Dataset records:
════
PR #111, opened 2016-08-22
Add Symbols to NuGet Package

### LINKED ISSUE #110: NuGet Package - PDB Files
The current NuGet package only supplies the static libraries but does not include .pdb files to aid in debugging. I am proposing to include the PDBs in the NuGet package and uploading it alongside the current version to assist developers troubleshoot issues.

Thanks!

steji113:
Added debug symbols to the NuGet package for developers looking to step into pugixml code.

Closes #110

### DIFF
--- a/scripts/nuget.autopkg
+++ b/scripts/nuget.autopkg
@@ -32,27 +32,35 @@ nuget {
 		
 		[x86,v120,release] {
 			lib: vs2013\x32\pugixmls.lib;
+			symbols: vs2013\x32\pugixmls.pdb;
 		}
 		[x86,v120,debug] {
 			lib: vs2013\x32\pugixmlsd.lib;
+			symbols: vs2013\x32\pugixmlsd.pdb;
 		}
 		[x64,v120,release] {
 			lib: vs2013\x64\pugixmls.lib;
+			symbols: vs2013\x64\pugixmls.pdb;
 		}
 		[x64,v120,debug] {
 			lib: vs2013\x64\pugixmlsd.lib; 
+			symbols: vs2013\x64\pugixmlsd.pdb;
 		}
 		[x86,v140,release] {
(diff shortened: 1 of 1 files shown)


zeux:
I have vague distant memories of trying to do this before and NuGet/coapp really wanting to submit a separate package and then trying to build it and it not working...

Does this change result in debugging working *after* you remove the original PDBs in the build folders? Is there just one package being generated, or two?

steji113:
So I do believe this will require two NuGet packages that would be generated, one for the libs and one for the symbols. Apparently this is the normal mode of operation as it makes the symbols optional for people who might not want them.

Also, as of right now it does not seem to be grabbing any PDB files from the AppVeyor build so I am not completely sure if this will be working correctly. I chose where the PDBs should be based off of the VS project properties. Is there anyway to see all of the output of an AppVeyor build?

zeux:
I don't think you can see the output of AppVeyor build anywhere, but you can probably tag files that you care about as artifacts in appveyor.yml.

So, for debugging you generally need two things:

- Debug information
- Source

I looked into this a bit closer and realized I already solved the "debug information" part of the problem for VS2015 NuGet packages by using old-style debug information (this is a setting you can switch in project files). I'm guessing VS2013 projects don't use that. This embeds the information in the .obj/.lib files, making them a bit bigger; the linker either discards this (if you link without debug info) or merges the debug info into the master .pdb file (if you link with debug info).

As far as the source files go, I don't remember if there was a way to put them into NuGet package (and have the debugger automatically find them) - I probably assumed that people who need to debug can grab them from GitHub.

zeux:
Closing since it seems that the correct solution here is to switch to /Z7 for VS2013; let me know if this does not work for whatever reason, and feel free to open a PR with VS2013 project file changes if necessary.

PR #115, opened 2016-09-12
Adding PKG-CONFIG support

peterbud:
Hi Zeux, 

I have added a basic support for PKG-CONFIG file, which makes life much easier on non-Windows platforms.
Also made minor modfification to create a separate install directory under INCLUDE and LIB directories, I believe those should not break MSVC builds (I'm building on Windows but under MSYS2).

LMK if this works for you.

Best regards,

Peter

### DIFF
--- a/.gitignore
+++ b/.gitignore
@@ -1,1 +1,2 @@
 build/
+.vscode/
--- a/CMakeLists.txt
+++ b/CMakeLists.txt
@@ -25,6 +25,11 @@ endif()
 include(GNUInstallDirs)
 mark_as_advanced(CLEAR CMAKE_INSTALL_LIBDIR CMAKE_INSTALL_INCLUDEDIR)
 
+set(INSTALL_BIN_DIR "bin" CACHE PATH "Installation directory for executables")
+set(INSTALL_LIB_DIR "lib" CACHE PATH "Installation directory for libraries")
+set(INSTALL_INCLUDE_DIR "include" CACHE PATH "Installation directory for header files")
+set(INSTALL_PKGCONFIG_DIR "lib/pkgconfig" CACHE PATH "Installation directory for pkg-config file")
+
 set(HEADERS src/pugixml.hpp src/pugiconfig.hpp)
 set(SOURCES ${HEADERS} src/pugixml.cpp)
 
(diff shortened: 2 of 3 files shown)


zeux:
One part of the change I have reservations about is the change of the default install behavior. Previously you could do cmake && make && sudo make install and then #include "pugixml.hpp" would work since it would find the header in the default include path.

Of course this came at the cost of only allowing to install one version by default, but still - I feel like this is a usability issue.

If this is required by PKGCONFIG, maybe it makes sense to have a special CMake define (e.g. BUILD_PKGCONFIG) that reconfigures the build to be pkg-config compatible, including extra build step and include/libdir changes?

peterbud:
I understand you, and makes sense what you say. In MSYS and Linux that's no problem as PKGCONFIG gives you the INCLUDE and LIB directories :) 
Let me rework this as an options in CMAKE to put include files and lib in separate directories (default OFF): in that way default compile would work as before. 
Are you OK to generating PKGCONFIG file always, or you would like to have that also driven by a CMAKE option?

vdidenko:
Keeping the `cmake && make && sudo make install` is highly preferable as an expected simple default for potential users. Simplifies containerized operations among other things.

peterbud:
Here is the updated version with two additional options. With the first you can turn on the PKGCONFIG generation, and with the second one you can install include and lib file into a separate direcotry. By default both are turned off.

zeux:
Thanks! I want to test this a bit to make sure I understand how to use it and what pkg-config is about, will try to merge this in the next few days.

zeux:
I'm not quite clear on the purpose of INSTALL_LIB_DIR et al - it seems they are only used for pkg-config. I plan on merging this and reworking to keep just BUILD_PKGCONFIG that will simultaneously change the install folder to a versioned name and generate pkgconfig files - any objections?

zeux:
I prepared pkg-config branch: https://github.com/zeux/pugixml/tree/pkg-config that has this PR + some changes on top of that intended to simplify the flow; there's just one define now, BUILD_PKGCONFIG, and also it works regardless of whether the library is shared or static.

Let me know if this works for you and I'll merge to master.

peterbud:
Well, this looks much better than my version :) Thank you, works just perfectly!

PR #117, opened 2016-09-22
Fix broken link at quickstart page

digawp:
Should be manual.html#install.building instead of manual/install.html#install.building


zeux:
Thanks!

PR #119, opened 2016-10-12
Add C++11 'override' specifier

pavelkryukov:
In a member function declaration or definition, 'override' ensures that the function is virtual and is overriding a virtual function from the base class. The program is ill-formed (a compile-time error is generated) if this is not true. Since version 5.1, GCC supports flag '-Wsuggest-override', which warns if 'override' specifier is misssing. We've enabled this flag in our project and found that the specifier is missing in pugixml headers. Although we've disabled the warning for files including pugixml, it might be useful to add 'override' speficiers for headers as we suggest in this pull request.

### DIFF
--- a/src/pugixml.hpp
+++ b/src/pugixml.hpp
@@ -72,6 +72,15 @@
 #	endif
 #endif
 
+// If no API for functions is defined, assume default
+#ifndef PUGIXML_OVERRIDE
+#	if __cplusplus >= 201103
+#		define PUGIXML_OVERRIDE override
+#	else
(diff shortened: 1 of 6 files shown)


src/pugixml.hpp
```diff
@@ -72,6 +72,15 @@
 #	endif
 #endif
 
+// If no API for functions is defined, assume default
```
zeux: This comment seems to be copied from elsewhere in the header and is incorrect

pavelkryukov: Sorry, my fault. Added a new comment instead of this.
════
Brief:
Only lines holding the word "know" belong in the answer; copy each one from the material.

Answer area:
Closing since it seems that the correct solution here is to switch to /Z7 for VS2013; let me know if this does not work for whatever reason, and feel free to open a PR with VS2013 project file changes if necessary.
Let me know if this works for you and I'll merge to master.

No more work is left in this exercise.